Problem statement –
The lines to copy are those with "authFollowType" in them. Pull each one from the entries below.
┄┄┄┄┄┄┄┄┄┄┄┄┄┄┄┄┄┄┄┄
PR #1374, opened 2025-05-19
Refactor history logic, apply a max 200MB total history size

jngyuamz:
## Problem
1. Current history logic is mixing up the history sent to service and the history persisted in disk.
2. The limit on history size is 600,000 chars or 250 messages, which is way to small.

## Solution
1. Separate the "fix history" logic for service requests and DB
    - History for service requests:
       - Length is less than 250 messages(ensured when retrieving from DB) and 600,000 chars
       - Drop the last empty assistant message and the user prompt before that
       - Ensure the messages have a valid sequence - alternating sequence of user prompt followed by a assistant message
       - Validate and fix tool usage
     - Persisted history in DB:
        - addMessage now skips empty assistant message
        - (Already in place) Skip adding message if the agent loop is cancelled, this is likely the root cause of incorrect message sequence.
2. Maintain a max 200MB total history file size
    - An async check/trim is performed on startup
       - If the total valid history size under the history folder is larger than 200MB, remove the oldest messages across all history files until the total history size is under 75% of the limit. The implementation uses a priority queue to order the messages. The process takes 1.5 sec when avg message size is 5000 chars.
       - Added timestamps to persisted conversations and messages
       - Legacy records don't have timestamps in conversations and messages, use the updatedAt under Tab as the timestamp for all those messages when ordering

## Future improvements
1. Delete empty history file
2. Telemetry for history trimming time

## License

### DIFF
--- a/server/aws-lsp-codewhisperer/src/language-server/agenticChat/agenticChatController.ts
+++ b/server/aws-lsp-codewhisperer/src/language-server/agenticChat/agenticChatController.ts
@@ -1806,7 +1806,7 @@ export class AgenticChatController implements ChatHandlers {
         updatedRequestInput.conversationState!.currentMessage!.userInputMessage!.content = content
 
         for (const toolResult of toolResults) {
-            this.#debug(`ToolResult: ${JSON.stringify(toolResult)} `)
+            this.#debug(`ToolResult: ${JSON.stringify(toolResult)}`)
             updatedRequestInput.conversationState!.currentMessage!.userInputMessage!.userInputMessageContext!.toolResults.push(
                 {
                     ...toolResult,
@@ -1941,13 +1941,13 @@ export class AgenticChatController implements ChatHandlers {
         }
 
         if (authFollowType) {
-            this.#log(`Q auth error: ${getErrorMessage(err)} `)
+            this.#log(`Q auth error: ${getErrorMessage(err)}`)
 
             return createAuthFollowUpResult(authFollowType)
         }
 
         if (customerFacingErrorCodes.includes(err.code)) {
-            this.#features.logging.error(`${loggingUtils.formatErr(err)} `)
+            this.#features.logging.error(`${loggingUtils.formatErr(err)}`)
             if (err.code === 'InputTooLong') {
                 // Clear the chat history in the database for this tab
                 this.#chatHistoryDb.clearTab(tabId)
@@ -1964,10 +1964,10 @@ export class AgenticChatController implements ChatHandlers {
                 buttons: [],
             })
         }
-        this.#features.logging.error(`Unknown Error: ${loggingUtils.formatErr(err)} `)
+        this.#features.logging.error(`Unknown Error: ${loggingUtils.formatErr(err)}`)
         return new ResponseError<ChatResult>(LSPErrorCodes.RequestFailed, err.message, {
             type: 'answer',
-            body: requestID ? `${genericErrorMsg} \n\nRequest ID: ${requestID} ` : genericErrorMsg,
+            body: requestID ? `${genericErrorMsg} \n\nRequest ID: ${requestID}` : genericErrorMsg,
             messageId: errorMessageId,
             buttons: [],
         })
@@ -2003,10 +2003,10 @@ export class AgenticChatController implements ChatHandlers {
             this.#log('Response for inline chat', JSON.stringify(response.$metadata), JSON.stringify(response))
         } catch (err) {
             if (err instanceof AmazonQServicePendingSigninError || err instanceof AmazonQServicePendingProfileError) {
-                this.#log(`Q Inline Chat SSO Connection error: ${getErrorMessage(err)} `)
+                this.#log(`Q Inline Chat SSO Connection error: ${getErrorMessage(err)}`)
                 return new ResponseError<ChatResult>(LSPErrorCodes.RequestFailed, err.message)
             }
-            this.#log(`Q api request error ${err instanceof Error ? JSON.stringify(err) : 'unknown'} `)
+            this.#log(`Q api request error ${err instanceof Error ? JSON.stringify(err) : 'unknown'}`)
             return new ResponseError<ChatResult>(
                 LSPErrorCodes.RequestFailed,
                 err instanceof Error ? err.message : 'Unknown request error'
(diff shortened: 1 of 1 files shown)


server/aws-lsp-codewhisperer/src/language-server/agenticChat/tools/chatDb/chatDb.ts
```diff
@@ -388,86 +421,256 @@ export class ChatDatabase {
...
+            `History total size (${historyTotalSizeInBytes} Bytes) exceeds limit (${maxHistorySizeInBytes} Bytes), trimming history`
+        )
+
+        const trimStart = performance.now()
+        await this.trimHistoryForAllWorkspace()
+        const trimEnd = performance.now()
+        this.#features.logging.info(`Trimming history took ${trimEnd - trimStart} ms`)
+    }
+
+    private async trimHistoryForAllWorkspace() {
```
avi-alpert, line 536:
```suggestion
    private async trimHistoryForAllWorkspaces() {
```

server/aws-lsp-codewhisperer/src/language-server/agenticChat/tools/chatDb/chatDb.ts
```diff
@@ -388,86 +421,256 @@ export class ChatDatabase {
...
+            this.#features.logging.error(`Error listing database files: ${err}`)
+            return []
+        }
+    }
+
+    /**
+     * If the sum of all history file size exceeds the limit, start trimming the oldest conversation
+     * across all the workspace until the folder size is below maxAfterTrimHistoryFolderSizeInBytes.
+     */
+    async trimHistoryToMaxSize() {
```
avi-alpert, line 515: this new history cleanup mechanism is very complex and makes this file very long and hard to read - could you separate out this functionality into a separate file that can be imported into the ChatDatabase class?

server/aws-lsp-codewhisperer/src/language-server/agenticChat/agenticChatController.ts
```diff
@@ -679,6 +683,13 @@ export class AgenticChatController implements ChatHandlers {
                                 input: result.data!.toolUses[k].input,
                             })),
                         shouldDisplayMessage: shouldDisplayMessage,
+                        timestamp: new Date(),
+                    })
+
+                    // Async process: Trimming history asynchronously if the size exceeds the max
+                    // This process will take several seconds
+                    this.#chatHistoryDb.trimHistoryToMaxSize().catch(err => {
```
avi-alpert, line 691: is this process to check file sizes of all history files happening every time the agent loop? even if its not blocking, i think its overkill to run it every time. can we make this check more periodical, perhaps only on startup

server/aws-lsp-codewhisperer/src/language-server/agenticChat/tools/chatDb/chatDb.ts
jngyuamz: ack

server/aws-lsp-codewhisperer/src/language-server/agenticChat/tools/chatDb/chatDb.ts
jngyuamz: It's on my list actually. There are two dimensions for readability improvement:
1. this mechanism/method itself is complex, I'll need to see if I can simplify it(might be difficult though).
2. chatDb is way too long, ideally, we should only keep DB related operations in this file
    - Separate this mechanism out
    - (Followup PR) Move irrelevant logic to `util` (such as count characters, validation methods, etc.)

server/aws-lsp-codewhisperer/src/language-server/agenticChat/agenticChatController.ts
jngyuamz: Agreed, I'll just move it to startup

server/aws-lsp-codewhisperer/src/language-server/agenticChat/tools/chatDb/chatDb.ts
```diff
@@ -24,8 +26,24 @@ import { ChatItemType } from '@aws/mynah-ui'
 import { getUserHomeDir } from '@aws/lsp-core/out/util/path'
 
 export const EMPTY_CONVERSATION_LIST_ID = 'empty'
-// Maximum number of messages to keep in history
-const MaxConversationHistoryMessages = 250
+// Maximum number of characters to send in request
+const maxConversationHistoryCharacters = 600_000
```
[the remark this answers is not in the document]
jngyuamz: Yeah, that's a merge conflict issue, and `calculateCurrentMessageCharacterCount` is not being used after that change as well.

server/aws-lsp-codewhisperer/src/language-server/agenticChat/agenticChatController.ts
```diff
@@ -574,25 +575,26 @@ export class AgenticChatController implements ChatHandlers {
...
-                const isHistoryValid = this.#chatHistoryDb.fixAndValidateHistory(
+                // Get preprocessed history messages from DB with size and number of character limits
+                let messages = this.#chatHistoryDb.getPreprocessedRequestHistory(
                     tabId,
                     currentMessage,
-                    conversationIdentifier ?? '',
                     remainingCharacterBudget
                 )
-                if (!isHistoryValid) {
+                if (!this.#chatHistoryDb.validateAndFixNewMessageToolResults(messages, currentMessage)) {
```
tsmithsz, line 587: Calling `validateAndFixNewMessageToolResults` after `getPreprocessedRequestHistory` might result in incorrect history length calculations. We can potentially add or remove characters, the former resulting in errors if we exceed the 600K character limit.

tsmithsz: Ideally the `isPromptCanceled` helps prevent the race conditions when adding messages to the history and we don't require this to return a boolean value and just move it to the `getPreprocessedRequestHistory`

server/aws-lsp-codewhisperer/src/language-server/agenticChat/agenticChatController.ts
```diff
@@ -574,25 +575,26 @@ export class AgenticChatController implements ChatHandlers {
                 )
             }
             const remainingCharacterBudget = this.truncateRequest(currentRequestInput)
-            //  Fix the history to maintain invariants
+            //  Get and process the messages from history DB to maintain invariants for service requests
+            let messages: DbMessage[] = []
             if (currentMessage) {
-                const isHistoryValid = this.#chatHistoryDb.fixAndValidateHistory(
+                // Get preprocessed history messages from DB with size and number of character limits
+                let messages = this.#chatHistoryDb.getPreprocessedRequestHistory(
```
tsmithsz, line 582: nit: remove `let`

jngyuamz: Good catch, that's another merge conflict issue.

PR #1377, opened 2025-05-19
SSPC dependency upload and watcher fixes

wweitao:
## Problem
1. Symlink inside dependency folder wasn't resolved and didn't get uploaded
2. Dependency watcher can crash Flare when there are lots of file events happening to file watcher.

## Solution

1. Resolve symlink
2. Bundle events for file watcher

## License

### DIFF
--- a/server/aws-lsp-codewhisperer/src/language-server/workspaceContext/artifactManager.ts
+++ b/server/aws-lsp-codewhisperer/src/language-server/workspaceContext/artifactManager.ts
@@ -4,7 +4,7 @@ import path = require('path')
 import { URI } from 'vscode-uri'
 import JSZip = require('jszip')
 import { EclipseConfigGenerator, JavaProjectAnalyzer } from './javaManager'
-import { isDirectory, isEmptyDirectory } from './util'
+import { resolveSymlink, isDirectory, isEmptyDirectory } from './util'
 import glob = require('fast-glob')
 import { CodewhispererLanguage, getCodeWhispererLanguageIdFromPath } from '../../shared/languageDetection'
 
@@ -45,6 +45,15 @@ const IGNORE_PATTERNS = [
     '**/bin/**',
     // Framework specific
     '**/target/**', // Maven/Gradle builds
+]
+
+const IGNORE_DEPENDENCY_PATTERNS = [
+    // Package management and git
+    '**/.git/**',
+    // Build outputs
+    '**/dist/**',
+    // Logs and temporary files
+    '**/logs/**',
 ]
 
 interface FileSizeDetails {
@@ -161,14 +170,14 @@ export class ArtifactManager {
             const files = await glob(['**/*'], {
                 cwd: filePath,
                 dot: false,
-                ignore: IGNORE_PATTERNS,
-                followSymbolicLinks: false,
+                ignore: IGNORE_DEPENDENCY_PATTERNS,
+                followSymbolicLinks: true,
                 absolute: false,
                 onlyFiles: true,
             })
 
             for (const relativePath of files) {
-                const fullPath = path.join(filePath, relativePath)
+                const fullPath = resolveSymlink(path.join(filePath, relativePath))
                 try {
                     const fileMetadata = await this.createFileMetadata(
                         fullPath,
--- a/server/aws-lsp-codewhisperer/src/language-server/workspaceContext/artifactManager.ts
+++ b/server/aws-lsp-codewhisperer/src/language-server/workspaceContext/artifactManager.ts
@@ -177,8 +177,8 @@ export class ArtifactManager {
             })
 
             for (const relativePath of files) {
-                const fullPath = resolveSymlink(path.join(filePath, relativePath))
                 try {
+                    const fullPath = resolveSymlink(path.join(filePath, relativePath))
                     const fileMetadata = await this.createFileMetadata(
                         fullPath,
                         path.join(filePathInZipOverride !== undefined ? filePathInZipOverride : '', relativePath),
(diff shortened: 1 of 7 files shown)


server/aws-lsp-codewhisperer/src/language-server/workspaceContext/dependency/dependencyHandler/DependencyWatcher.ts
```diff
@@ -0,0 +1,66 @@
+import { Logging } from '@aws/language-server-runtimes/server-interface'
+import * as fs from 'fs'
+
+export class DependencyWatcher {
```
ege0zcan, line 4: Not as part of this PR but we should consider replacing the custom watchers with handlers for `didChangeWatchedFiles` event https://microsoft.github.io/language-server-protocol/specifications/lsp/3.17/specification/#workspace_didChangeWatchedFiles

This would move the file watching responsibility out of servers and into the extensions and some LSP clients (like the one vscode has) already have everything in place to handle file watching correctly

wweitao: That's great callout. We should consider that and will evaluate with other Q dev platforms LSP support.

server/aws-lsp-codewhisperer/src/language-server/workspaceContext/dependency/dependencyHandler/DependencyWatcher.ts
```diff
@@ -0,0 +1,66 @@
...
+        private readonly callbackFunction: (events: string[]) => void,
+        private readonly logging: Logging,
+        private readonly interval: number = 1000
+    ) {
+        this.watcher = this.setupWatcher()
+    }
+
+    private setupWatcher(): fs.FSWatcher {
+        try {
+            const watcher = fs.watch(this.path, { recursive: false }, async (eventType, fileName) => {
```
ege0zcan, line 21: Should we set a listener for watcher `error` event?

If the watcher errors out it won't be usable anymore and the error thrown by watcher will be propogated upwards 

In the case of watcher erroring out, we can either log the error and stop or we can try to recreate the watcher

server/aws-lsp-codewhisperer/src/language-server/workspaceContext/util.ts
┄┄┄┄┄┄┄┄┄┄┄┄┄┄┄┄┄┄┄┄
Exercise solution –
         if (authFollowType) {
             return createAuthFollowUpResult(authFollowType)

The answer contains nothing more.